My husband may never love me again and that is my own fault.
You're right that it's all your fault. However, people don't just fall out of love because someone screws up. Your H is hurting. He's trying to process something without having the entire story. Trust me, if he loved you before you decided to have an A, he didn't magically stop after he found out.
Have his feelings changed? Well, how would you feel if the tables were turned and your husband announced he screwed someone else? Would you hurt? Would your love be the same as it was before? Would it go away completely with the revelation?
Despite what anyone may think WS’s are also allowed to be sad. They’re allowed to be sad over their horrible life choices, over their relationships ending, over hurting someone. We also have feelings we are trying to work through and just because we are the ones who made fucked up choices doesn’t mean we aren’t allowed to feel are emotions too.
I don't think anyone is saying you aren't entitled to be sad over this. Just understand that as the WW, you can't expect your H to be your support for your pain. He's dealing with a betrayal that's going to make that a difficult task. I know this first hand as a BH. It's tough to be the emotional crutch for the person who kicked you in the nuts. So, you're going to have to find some way to deal with the pain your feeling without expecting anything from him right now.
All of these are selfish poor me thoughts I know I can’t help it. I can’t eat I can’t sleep. I can’t even get out of bed. all I do is think about him and all of our memories and the wonderful life we shared together the last 4 years. And all of the stories I read on this site people cheat way longer into the marriage not the first two years so can we really survive if I cheated so early.
Yes, they are, just as having the ONS was another selfish decision. At some point you're going to have to find a way to fix yourself, starting with IC to figure out where all of this is coming from.

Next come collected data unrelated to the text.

PR #400, opened 2022-05-25
Add match_regexp configuration option

funtusov:
This PR adds an Input configuration option to selectively download S3 files based on the object key

### DIFF
--- a/lib/fluent/plugin/in_s3.rb
+++ b/lib/fluent/plugin/in_s3.rb
@@ -210,8 +210,7 @@ module Fluent::Plugin
               s3 = body["Records"].first["s3"]
               raw_key = s3["object"]["key"]
               key = CGI.unescape(raw_key)
-              match_regexp = Regexp.new(@match_regexp)
-              next unless match_regexp.match?(key) 
+              next unless @match_regexp.match?(key) 
             end
             process(body)
           rescue => e
--- a/test/test_in_s3.rb
+++ b/test/test_in_s3.rb
@@ -673,10 +673,6 @@ EOS
       end
       [message]
     end
-    # d.run(expect_emits: 1)
-    # events = d.events
-    # expected_records = []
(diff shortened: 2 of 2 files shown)


lib/fluent/plugin/in_s3.rb
```diff
@@ -90,6 +90,8 @@ def initialize
     config_param :check_apikey_on_start, :bool, default: true
     desc "URI of proxy environment"
     config_param :proxy_uri, :string, default: nil
+    desc "Optional RegEx to match incoming messages"
+    config_param :match_regexp, :string, default: nil
```
ashie, line 94: Could you use `:regexp` type like this?
https://github.com/fluent/fluentd/blob/f81d60f84cc5fd569c1675f43dcd240cee0a05b6/lib/fluent/plugin/parser.rb#L92

It will check and compile the expression automatically.

lib/fluent/plugin/in_s3.rb
```diff
@@ -204,7 +206,13 @@ def run
             body = Yajl.load(message.body)
             log.debug(body)
             next unless body["Records"] # skip test queue
-
+            if @match_regexp
+              s3 = body["Records"].first["s3"]
+              raw_key = s3["object"]["key"]
+              key = CGI.unescape(raw_key)
+              match_regexp = Regexp.new(@match_regexp)
```
ashie, line 213: `@match_regexp` is already `Regexp` object, you can use it directly so that compilation cost can be reduced.

ashie (changes requested):

lib/fluent/plugin/in_s3.rb
funtusov: Right! 👍 Updated

ashie (approved):

ashie:
Thanks!

PR #401, opened 2022-05-27
Alternative sqs credentials

YannickTeKulve:
Use different aws key id and secret for sqs if supplied

### DIFF
--- a/lib/fluent/plugin/in_s3.rb
+++ b/lib/fluent/plugin/in_s3.rb
@@ -282,6 +282,7 @@ module Fluent::Plugin
       if @sqs.aws_key_id && @sqs.aws_sec_key
         options[:access_key_id] = @sqs.aws_key_id
         options[:secret_access_key] = @sqs.aws_sec_key
+      end
       log.on_trace do
         options[:http_wire_trace] = true
         options[:logger] = log
--- a/lib/fluent/plugin/in_s3.rb
+++ b/lib/fluent/plugin/in_s3.rb
@@ -140,6 +140,14 @@ module Fluent::Plugin
         raise Fluent::ConfigError, "sqs/queue_name is required"
       end
 
+      if !!@aws_key_id ^ !!@aws_sec_key
+        raise Fluent::ConfigError, "aws_key_id or aws_sec_key is missing"
+      end
+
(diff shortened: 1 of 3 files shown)


YannickTeKulve:
Hi 

Something I forgot to mention: I chose to overwrite the credentials as not to break backwards compatibility.

YannickTeKulve:
ping

lib/fluent/plugin/in_s3.rb
```diff
@@ -275,6 +279,9 @@ def create_sqs_client
       options[:region] = @s3_region if @s3_region
       options[:endpoint] = @sqs.endpoint if @sqs.endpoint
       options[:http_proxy] = @proxy_uri if @proxy_uri
+      if @sqs.aws_key_id && @sqs.aws_sec_key
+        options[:access_key_id] = @sqs.aws_key_id
+        options[:secret_access_key] = @sqs.aws_sec_key
```
ashie, line 284: `end` is missing

ashie (changes requested):
Sorry, I overlooked it.
Could you check CI results? All of them are failed.

lib/fluent/plugin/in_s3.rb
YannickTeKulve: Sorry cleaned up to much, should work now

lib/fluent/plugin/in_s3.rb
```diff
@@ -275,6 +279,10 @@ def create_sqs_client
       options[:region] = @s3_region if @s3_region
       options[:endpoint] = @sqs.endpoint if @sqs.endpoint
       options[:http_proxy] = @proxy_uri if @proxy_uri
+      if @sqs.aws_key_id && @sqs.aws_sec_key
```
ashie, line 282: Could you raise an error at `configure` when one of them is lacked so that users can noticed their mistake?
https://github.com/fluent/fluent-plugin-s3/blob/fba5e07d1eb7908eb3d6c42abed161e7b8decba2/lib/fluent/plugin/in_s3.rb#L139-L141

ashie (changes requested):

ashie (approved):

ashie:
Thanks!

PR #1101, opened 2026-03-29
🤖🦞 Lobster (engineer): fix: ghost_detector and oom_check run directly from cron, no LLM

sayhar:
## What problem this solves

Both `ghost_detector` and `oom_check` were wired through `REMINDER_ROUTING` in `sys.dispatcher.bootup.md`, which caused the dispatcher to spawn a full `lobster-generalist` LLM subagent on each cron tick. The subagent's only job was to call `uv run agent-monitor.py` (or `oom-monitor.py`), read its stdout, and relay the output to `write_result`. No synthesis, no analysis — pure relay of script output through an expensive LLM session.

When the cheating happens doesn't have any bearing on what's better or worse. Cheating is just shitty for all parties involved, particularly for the BS. Your BH needs his space to process this stuff. You're just going to have to accept that and work on yourself.
It’s his choice. And right now it does feel all about me because he is ignoring me so I feel like I can’t make it all about him. I can say a million things over text but none of them will sound sincere because well it’s a text message and he won’t pick up my calls. Right now I am trying to stay level headed because it’s easy for him to ignore me when he doesn’t see me so I’m going to continue working on me and wait till I see him next month before I start to throw myself down a deep hole of depression you feel when splitting up with someone. It’s not good for me to wallow in my pity
You really need to try to put yourself into the shoes of your H so that you can at least somewhat understand where he's at emotionally right now. It's good that you're going to continue working on yourself because you need it. Not being mean, but seriously, you made a mistake. Now it's time to hold yourself accountable, figure out why you did what you did, and then find a path to heal yourself. Only then can you possibly find a way to mend your relationship with him.